After the last miscarriage, reality set in. This may not happen ever. We didn't have luck on our own, we didn't have luck with medication, and the procedures, I was beginning to wonder what was wrong with me. (I know every girl says that, and they shouldn't, its the way your body is, its not something you can help).
So I wanted to find others that may be in my same situation. Thats not easy to do, not many people talk about it, and definitely don't say on Facebook, hey guess what we are infertile! So you have to search. A friend of mine introduced me to a girl in NC over FB that had been through 5 miscarriages, but never fertility treatments. She and I started chatting, and she mentioned that I should visit a group. That felt like AA or something, a group to talk about my feelings. I thought well, I guess it couldn't hurt. Why not!! So, she helped me locate one in Florida, and soon after the last miscarriage I went to a meeting.
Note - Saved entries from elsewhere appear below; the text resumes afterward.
Issue #3203, opened 2022-04-11
"Compiler bug" found with generic types and specialized and function argument


apinski-cavium:
This was found while getting a feel for generic types:
```
struct h<t>
{
  t f;
}
bit func(h<bit> a)
{
  return a.f;
}
```
Compiler output:
```
apinski@xeond:~/src/p4/p4c/build$ ./p4c generic.p4
In file: /home/apinski/src/p4/p4c/frontends/p4/specializeGenericTypes.cpp:119
Compiler Bug: /home/apinski/src/p4/p4c/frontends/p4/specializeGenericTypes.cpp:119: Null insert
```

PR #3207, opened 2022-04-12
Insert type specializations before functions

### LINKED ISSUE #3204: Compiler bug with generic types and decl inside a function
Take:
```
struct h<t>
{
  t f;
}
bit func()
{
  h<bit> a;
  a.f = 1;
  return a.f;
}
```
We get the following compiler bug:
```
In file: /home/apinski/src/p4/p4c/ir/ir-inline.h:159
Compiler Bug: visitor returned invalid type Vector<Node> for IndexedVector<StatOrDecl>
```

mbudiu-vmw:
Fixes #3204


mbudiu-vmw:
Fixes #3203

rst0git (approved):
LGTM

PR #4352, opened 2024-01-23
 Deprecate .txt, support in favour of .txtpb. 

### LINKED ISSUE #4066: Support `.textproto` extension for output files in Protobuf Text Format

fruffy:
Ran into this so might as well fix it. 

Fixes #4066. 

First commit has the actual changes, second commit updates the reference files, third commit updates the DPDK and PSA back ends, too.


fruffy:
> Is it intentional to delete all *.p4 file in the directory testdata/p4_16_bmv_errors, and a few other directories?

Considering the tests pass, yes. It looks like these are stale error files which have never been cleaned up.

jafingerhut:
> > Is it intentional to delete all *.p4 file in the directory testdata/p4_16_bmv_errors, and a few other directories?
> 
> Considering the tests pass, yes. It looks like these are stale error files which have never been cleaned up.

The reason I ask is that some files with suffix `.p4` are source files for unit tests, so deleting those files would eliminate those unit tests, and not cause any test failures.

There are other files with suffix `.p4` that are expected output files to be checked against actual output files during tests, and deleting those (without also deleting the corresponding source `.p4` files) _would_ case test failures.

I am not sure which category the ones in directory `testdata/p4_16_bmv_errors` fall under.

smolkaj:
This is a really nice quality of life improvement, thanks for the change!

fruffy:
> > > Is it intentional to delete all *.p4 file in the directory testdata/p4_16_bmv_errors, and a few other directories?
> > 
> > 
> > Considering the tests pass, yes. It looks like these are stale error files which have never been cleaned up.
> 
> The reason I ask is that some files with suffix `.p4` are source files for unit tests, so deleting those files would eliminate those unit tests, and not cause any test failures.
> 
> There are other files with suffix `.p4` that are expected output files to be checked against actual output files during tests, and deleting those (without also deleting the corresponding source `.p4` files) _would_ case test failures.
> 
> I am not sure which category the ones in directory `testdata/p4_16_bmv_errors` fall under.

Oh I see what you mean. Long day, will fix this.

jafingerhut (approved):
After commit 3 on this PR I see many changes files in `testdata` subdirectories with `_outputs` in their names, and only in those directories, which makes me much more confident that no test cases have been changed or removed.  Looks good to me.  Given the number of places you found that `.txt` needed updating to `.txtpb`, I wouldn't be surprised if there might be another one in there lurking somewhere, but if so, it probably isn't being tested in CI.

PR #4360, opened 2024-01-24
Improve diagnostics for `AssignmentStatement`

kfcripps:
I surrounded several places that can print `AssignmentStatement`s with '', but now other types of nodes get surrounded with '' when they don't necessarily need to be. @fruffy Let me know if you prefer it this way or without quotes in these places.


fruffy (approved):

jafingerhut (approved):
I have not reviewed the C++ code changes, only the changes to error messages in the expected output files.  Those changes all look reasonable to me.

kfcripps:
Rebased

PR #4363, opened 2024-01-25
[P4Testgen] Basic support for `@p4runtime_translation` and `@p4runtime_translation_mappings`.

fruffy-g:
This PR adds support for `@p4runtime_translation` and `@p4runtime_translation_mappings` in the Protobuf IR back end of P4Testgen.  There are two phases.

1. Since the P4Runtime translation annotations are only attached to the basic type definitions, we add a pass which propagates the annotations to any control plane element which uses the type. We can now reference the annotations when generating tests. 

2. In the Protobuf IR back end, we add two checks for `@p4runtime_translation` and `@p4runtime_translation_mappings`. For @p4runtime_translation, we simply override the behavior of the `getFormatOfNode` function. If a `@p4runtime_translation` annotation is present, we return the value mapped in the annotation. Otherwise we default for normal behavior. 
3. `@p4runtime_translation_mappings` are experimental and not well defined, so we simply brute-force inference here. We generate a <cstring, cstring> map which maps the second element in the pair to the first. We also parse the annotation as a list expression.  We add a wrapper to `formatNetworkValue` which overrides the returned value if it is contained in the map. 
4. Tests are missing. These properties are difficult to test with the current infrastructure. We could try to parse some programs which have these annotations.

### DIFF
--- a/backends/p4tools/modules/testgen/targets/bmv2/test_backend/protobuf_ir.h
+++ b/backends/p4tools/modules/testgen/targets/bmv2/test_backend/protobuf_ir.h
@@ -72,12 +72,25 @@ class ProtobufIr : public Bmv2TestFramework {
     /// @returns the inja test case template as a string.
     static std::string getTestCaseTemplate();
 
-    /// Tries to find the @format annotation of a node and, if present, returns the format specified
-    /// in this annotation. Returns "hex" by default.
+    /// Checks whether the node has a `@p4runtime_translation` attached to it. If that is the case,
+    /// returns the name of the translated type contained within the annotation.
+    static std::optional<std::string> checkForP4RuntimeTranslationAnnotation(
+        const IR::IAnnotated *node);
+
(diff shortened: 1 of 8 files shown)


backends/p4tools/modules/testgen/targets/bmv2/test_backend/protobuf_ir.h
```diff
@@ -72,13 +72,26 @@ class ProtobufIr : public Bmv2TestFramework {
     /// @returns the inja test case template as a string.
     static std::string getTestCaseTemplate();
 
-    /// Tries to find the @format annotation of a node and, if present, returns the format specified
-    /// in this annotation. Returns "hex" by default.
+    /// Checks whether the node has a `@p4runtime_translation` attached to it. If that is the case,
+    /// returns the translated type contained within the annotation.
```
smolkaj, line 76: The name of the translated type?

smolkaj (approved):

It was so odd, I showed up at the church, and walked into a group of randomness. There were all sorts of walks of life, all couples and I was alone. I didn't think hubby would want to go, so it was just me. In reality I wished he was there. I heard everyone's stories, and I cried for them. I mean my story seemed so minor compared to theres. Loosing kids, loosing babies it was horrible. It made me scared to have one. I thought, there is too much loss out there. I left the meeting so upset and so frustrated for those people. I couldn't believe how much pain they had gone through. The whole thing made me sick. In theory, the idea of a group is good. I think it helped me put things in perspective, but it made me sad. This was real and I wished it wasn't.
Soon after that, we went back to the doctor to talk about options, and what had happened to us that year. Doctor told us he wanted me to have a panel of bloodwork done called a miscarriage panel, and recommended surgery to see what was going on in my uterus. All this scared me, but we figured it was best. So we scheduled the surgery for the end of January and did the bloodwork right before the holidays. We had done so much and come so far to not know.